(Saved data entries)
══════════

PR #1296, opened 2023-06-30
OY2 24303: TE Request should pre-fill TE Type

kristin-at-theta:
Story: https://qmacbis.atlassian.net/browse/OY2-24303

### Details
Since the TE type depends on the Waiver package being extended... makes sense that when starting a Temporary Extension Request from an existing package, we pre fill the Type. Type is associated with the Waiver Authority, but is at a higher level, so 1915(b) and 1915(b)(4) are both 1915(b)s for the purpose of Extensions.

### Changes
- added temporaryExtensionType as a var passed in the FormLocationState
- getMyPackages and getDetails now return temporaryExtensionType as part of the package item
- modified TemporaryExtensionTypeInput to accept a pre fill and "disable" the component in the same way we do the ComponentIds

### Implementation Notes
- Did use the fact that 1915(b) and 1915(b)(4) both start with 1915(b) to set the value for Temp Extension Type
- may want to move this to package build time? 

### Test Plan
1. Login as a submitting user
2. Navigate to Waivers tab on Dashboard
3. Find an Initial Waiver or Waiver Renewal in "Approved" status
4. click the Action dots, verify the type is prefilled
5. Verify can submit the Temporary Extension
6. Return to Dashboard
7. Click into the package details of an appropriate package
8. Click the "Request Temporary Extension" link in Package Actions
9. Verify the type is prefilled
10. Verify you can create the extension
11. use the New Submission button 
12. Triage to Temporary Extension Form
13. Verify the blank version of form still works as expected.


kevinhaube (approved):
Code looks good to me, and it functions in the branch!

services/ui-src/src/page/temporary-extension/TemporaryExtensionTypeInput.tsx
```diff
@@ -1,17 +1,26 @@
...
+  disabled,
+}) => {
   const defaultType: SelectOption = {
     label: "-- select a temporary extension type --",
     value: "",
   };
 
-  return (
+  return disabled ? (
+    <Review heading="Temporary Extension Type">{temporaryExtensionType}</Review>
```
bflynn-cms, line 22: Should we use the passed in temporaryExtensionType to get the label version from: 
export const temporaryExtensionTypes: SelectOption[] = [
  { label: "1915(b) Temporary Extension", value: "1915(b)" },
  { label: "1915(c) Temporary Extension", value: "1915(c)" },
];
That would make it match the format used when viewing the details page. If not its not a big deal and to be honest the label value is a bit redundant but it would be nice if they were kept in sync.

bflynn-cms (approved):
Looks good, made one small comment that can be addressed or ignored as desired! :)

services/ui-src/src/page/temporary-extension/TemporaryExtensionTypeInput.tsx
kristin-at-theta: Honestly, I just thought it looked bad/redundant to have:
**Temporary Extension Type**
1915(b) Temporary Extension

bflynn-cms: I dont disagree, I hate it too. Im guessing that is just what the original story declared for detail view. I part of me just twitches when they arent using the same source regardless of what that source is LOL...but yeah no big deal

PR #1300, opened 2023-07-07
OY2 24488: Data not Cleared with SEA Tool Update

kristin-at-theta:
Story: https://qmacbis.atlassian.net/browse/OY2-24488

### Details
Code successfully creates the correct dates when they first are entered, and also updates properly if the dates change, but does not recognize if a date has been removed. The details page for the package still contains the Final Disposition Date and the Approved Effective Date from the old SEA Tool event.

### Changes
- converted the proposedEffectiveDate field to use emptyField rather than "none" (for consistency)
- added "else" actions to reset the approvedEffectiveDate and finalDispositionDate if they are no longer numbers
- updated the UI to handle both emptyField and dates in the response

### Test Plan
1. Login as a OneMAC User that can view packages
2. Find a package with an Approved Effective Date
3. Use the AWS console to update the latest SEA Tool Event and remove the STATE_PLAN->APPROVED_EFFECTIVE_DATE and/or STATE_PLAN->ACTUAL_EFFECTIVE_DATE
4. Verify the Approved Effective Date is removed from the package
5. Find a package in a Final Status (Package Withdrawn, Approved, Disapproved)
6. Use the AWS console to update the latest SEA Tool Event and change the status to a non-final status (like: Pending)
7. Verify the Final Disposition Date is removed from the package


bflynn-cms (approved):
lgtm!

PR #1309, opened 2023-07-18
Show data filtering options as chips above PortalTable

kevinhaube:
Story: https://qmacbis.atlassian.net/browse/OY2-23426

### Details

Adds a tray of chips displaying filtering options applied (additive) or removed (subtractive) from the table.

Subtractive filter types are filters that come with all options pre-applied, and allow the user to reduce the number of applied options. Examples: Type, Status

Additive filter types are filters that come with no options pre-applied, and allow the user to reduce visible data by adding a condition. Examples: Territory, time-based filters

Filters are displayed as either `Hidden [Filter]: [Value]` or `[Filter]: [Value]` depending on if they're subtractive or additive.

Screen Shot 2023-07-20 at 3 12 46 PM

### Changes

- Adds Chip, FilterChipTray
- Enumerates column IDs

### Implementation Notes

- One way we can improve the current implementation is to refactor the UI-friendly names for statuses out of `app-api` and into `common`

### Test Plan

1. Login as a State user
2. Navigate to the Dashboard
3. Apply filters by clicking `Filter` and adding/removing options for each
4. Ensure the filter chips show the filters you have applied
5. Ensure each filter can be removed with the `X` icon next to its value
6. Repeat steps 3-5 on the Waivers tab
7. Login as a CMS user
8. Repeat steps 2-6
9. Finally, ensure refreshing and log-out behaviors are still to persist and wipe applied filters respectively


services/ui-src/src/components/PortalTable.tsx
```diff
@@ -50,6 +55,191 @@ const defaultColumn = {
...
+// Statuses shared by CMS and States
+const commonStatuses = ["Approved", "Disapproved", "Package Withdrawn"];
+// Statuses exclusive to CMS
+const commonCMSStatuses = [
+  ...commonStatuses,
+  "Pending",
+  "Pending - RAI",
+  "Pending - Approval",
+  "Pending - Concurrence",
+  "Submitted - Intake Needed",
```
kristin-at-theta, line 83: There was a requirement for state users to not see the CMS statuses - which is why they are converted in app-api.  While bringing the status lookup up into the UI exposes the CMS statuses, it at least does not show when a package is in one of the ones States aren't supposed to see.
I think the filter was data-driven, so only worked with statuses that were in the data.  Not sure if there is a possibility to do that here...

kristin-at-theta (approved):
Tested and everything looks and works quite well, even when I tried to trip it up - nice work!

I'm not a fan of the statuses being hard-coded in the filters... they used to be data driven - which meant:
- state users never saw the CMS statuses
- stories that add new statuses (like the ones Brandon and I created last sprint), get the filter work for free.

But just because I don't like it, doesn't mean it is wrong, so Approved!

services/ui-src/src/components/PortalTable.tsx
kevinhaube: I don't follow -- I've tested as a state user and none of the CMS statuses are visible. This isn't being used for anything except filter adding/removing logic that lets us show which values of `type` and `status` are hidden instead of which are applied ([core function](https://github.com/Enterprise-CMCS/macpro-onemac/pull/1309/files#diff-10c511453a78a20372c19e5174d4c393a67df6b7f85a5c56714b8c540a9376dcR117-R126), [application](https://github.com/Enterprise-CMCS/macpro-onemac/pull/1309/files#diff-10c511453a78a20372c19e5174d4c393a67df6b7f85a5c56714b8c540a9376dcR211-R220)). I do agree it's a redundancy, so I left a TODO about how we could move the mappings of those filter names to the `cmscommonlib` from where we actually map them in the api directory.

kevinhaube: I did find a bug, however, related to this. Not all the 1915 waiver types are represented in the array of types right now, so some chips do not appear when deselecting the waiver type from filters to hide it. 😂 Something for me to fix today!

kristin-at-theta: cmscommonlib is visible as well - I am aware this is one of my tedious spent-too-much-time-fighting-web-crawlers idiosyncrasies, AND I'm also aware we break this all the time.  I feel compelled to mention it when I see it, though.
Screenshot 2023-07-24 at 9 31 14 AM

══════════

WORK ITEM
Please copy the data above in its entirety, exactly as written.

ANSWER SPACE
PR #1296, opened 2023-06-30
OY2 24303: TE Request should pre-fill TE Type

kristin-at-theta:
Story: https://qmacbis.atlassian.net/browse/OY2-24303

### Details
Since the TE type depends on the Waiver package being extended... makes sense that when starting a Temporary Extension Request from an existing package, we pre fill the Type. Type is associated with the Waiver Authority, but is at a higher level, so 1915(b) and 1915(b)(4) are both 1915(b)s for the purpose of Extensions.

### Changes
- added temporaryExtensionType as a var passed in the FormLocationState
- getMyPackages and getDetails now return temporaryExtensionType as part of the package item
- modified TemporaryExtensionTypeInput to accept a pre fill and "disable" the component in the same way we do the ComponentIds

### Implementation Notes
- Did use the fact that 1915(b) and 1915(b)(4) both start with 1915(b) to set the value for Temp Extension Type
- may want to move this to package build time? 

### Test Plan
1. Login as a submitting user
2. Navigate to Waivers tab on Dashboard
3. Find an Initial Waiver or Waiver Renewal in "Approved" status
4. click the Action dots, verify the type is prefilled
5. Verify can submit the Temporary Extension
6. Return to Dashboard
7. Click into the package details of an appropriate package
8. Click the "Request Temporary Extension" link in Package Actions
9. Verify the type is prefilled
10. Verify you can create the extension
11. use the New Submission button 
12. Triage to Temporary Extension Form
13. Verify the blank version of form still works as expected.


kevinhaube (approved):
Code looks good to me, and it functions in the branch!

services/ui-src/src/page/temporary-extension/TemporaryExtensionTypeInput.tsx
```diff
@@ -1,17 +1,26 @@
...
+  disabled,
+}) => {
   const defaultType: SelectOption = {
     label: "-- select a temporary extension type --",
     value: "",
   };
 
-  return (
+  return disabled ? (
+    <Review heading="Temporary Extension Type">{temporaryExtensionType}</Review>
```
bflynn-cms, line 22: Should we use the passed in temporaryExtensionType to get the label version from: 
export const temporaryExtensionTypes: SelectOption[] = [
  { label: "1915(b) Temporary Extension", value: "1915(b)" },
  { label: "1915(c) Temporary Extension", value: "1915(c)" },
];
That would make it match the format used when viewing the details page. If not its not a big deal and to be honest the label value is a bit redundant but it would be nice if they were kept in sync.

bflynn-cms (approved):
Looks good, made one small comment that can be addressed or ignored as desired! :)

services/ui-src/src/page/temporary-extension/TemporaryExtensionTypeInput.tsx
kristin-at-theta: Honestly, I just thought it looked bad/redundant to have:
**Temporary Extension Type**
1915(b) Temporary Extension

bflynn-cms: I dont disagree, I hate it too. Im guessing that is just what the original story declared for detail view. I part of me just twitches when they arent using the same source regardless of what that source is LOL...but yeah no big deal

PR #1300, opened 2023-07-07
OY2 24488: Data not Cleared with SEA Tool Update

kristin-at-theta:
Story: https://qmacbis.atlassian.net/browse/OY2-24488

### Details
Code successfully creates the correct dates when they first are entered, and also updates properly if the dates change, but does not recognize if a date has been removed. The details page for the package still contains the Final Disposition Date and the Approved Effective Date from the old SEA Tool event.

### Changes
- converted the proposedEffectiveDate field to use emptyField rather than "none" (for consistency)
- added "else" actions to reset the approvedEffectiveDate and finalDispositionDate if they are no longer numbers
- updated the UI to handle both emptyField and dates in the response

### Test Plan
1. Login as a OneMAC User that can view packages
2. Find a package with an Approved Effective Date
3. Use the AWS console to update the latest SEA Tool Event and remove the STATE_PLAN->APPROVED_EFFECTIVE_DATE and/or STATE_PLAN->ACTUAL_EFFECTIVE_DATE
4. Verify the Approved Effective Date is removed from the package
5. Find a package in a Final Status (Package Withdrawn, Approved, Disapproved)
6. Use the AWS console to update the latest SEA Tool Event and change the status to a non-final status (like: Pending)
7. Verify the Final Disposition Date is removed from the package


bflynn-cms (approved):
lgtm!

PR #1309, opened 2023-07-18
Show data filtering options as chips above PortalTable

kevinhaube:
Story: https://qmacbis.atlassian.net/browse/OY2-23426

### Details

Adds a tray of chips displaying filtering options applied (additive) or removed (subtractive) from the table.

Subtractive filter types are filters that come with all options pre-applied, and allow the user to reduce the number of applied options. Examples: Type, Status

Additive filter types are filters that come with no options pre-applied, and allow the user to reduce visible data by adding a condition. Examples: Territory, time-based filters

Filters are displayed as either `Hidden [Filter]: [Value]` or `[Filter]: [Value]` depending on if they're subtractive or additive.

Screen Shot 2023-07-20 at 3 12 46 PM

### Changes

- Adds Chip, FilterChipTray
- Enumerates column IDs

### Implementation Notes

- One way we can improve the current implementation is to refactor the UI-friendly names for statuses out of `app-api` and into `common`

### Test Plan

1. Login as a State user
2. Navigate to the Dashboard
3. Apply filters by clicking `Filter` and adding/removing options for each
4. Ensure the filter chips show the filters you have applied
5. Ensure each filter can be removed with the `X` icon next to its value
6. Repeat steps 3-5 on the Waivers tab
7. Login as a CMS user
8. Repeat steps 2-6
9. Finally, ensure refreshing and log-out behaviors are still to persist and wipe applied filters respectively


services/ui-src/src/components/PortalTable.tsx
```diff
@@ -50,6 +55,191 @@ const defaultColumn = {
...
+// Statuses shared by CMS and States
+const commonStatuses = ["Approved", "Disapproved", "Package Withdrawn"];
+// Statuses exclusive to CMS
+const commonCMSStatuses = [
+  ...commonStatuses,
+  "Pending",
+  "Pending - RAI",
+  "Pending - Approval",
+  "Pending - Concurrence",
+  "Submitted - Intake Needed",
```
kristin-at-theta, line 83: There was a requirement for state users to not see the CMS statuses - which is why they are converted in app-api.  While bringing the status lookup up into the UI exposes the CMS statuses, it at least does not show when a package is in one of the ones States aren't supposed to see.
I think the filter was data-driven, so only worked with statuses that were in the data.  Not sure if there is a possibility to do that here...

kristin-at-theta (approved):
Tested and everything looks and works quite well, even when I tried to trip it up - nice work!

I'm not a fan of the statuses being hard-coded in the filters... they used to be data driven - which meant:
- state users never saw the CMS statuses
- stories that add new statuses (like the ones Brandon and I created last sprint), get the filter work for free.

But just because I don't like it, doesn't mean it is wrong, so Approved!

services/ui-src/src/components/PortalTable.tsx
kevinhaube: I don't follow -- I've tested as a state user and none of the CMS statuses are visible. This isn't being used for anything except filter adding/removing logic that lets us show which values of `type` and `status` are hidden instead of which are applied ([core function](https://github.com/Enterprise-CMCS/macpro-onemac/pull/1309/files#diff-10c511453a78a20372c19e5174d4c393a67df6b7f85a5c56714b8c540a9376dcR117-R126), [application](https://github.com/Enterprise-CMCS/macpro-onemac/pull/1309/files#diff-10c511453a78a20372c19e5174d4c393a67df6b7f85a5c56714b8c540a9376dcR211-R220)). I do agree it's a redundancy, so I left a TODO about how we could move the mappings of those filter names to the `cmscommonlib` from where we actually map them in the api directory.

kevinhaube: I did find a bug, however, related to this. Not all the 1915 waiver types are represented in the array of types right now, so some chips do not appear when deselecting the waiver type from filters to hide it. 😂 Something for me to fix today!

kristin-at-theta: cmscommonlib is visible as well - I am aware this is one of my tedious spent-too-much-time-fighting-web-crawlers idiosyncrasies, AND I'm also aware we break this all the time.  I feel compelled to mention it when I see it, though.
Screenshot 2023-07-24 at 9 31 14 AM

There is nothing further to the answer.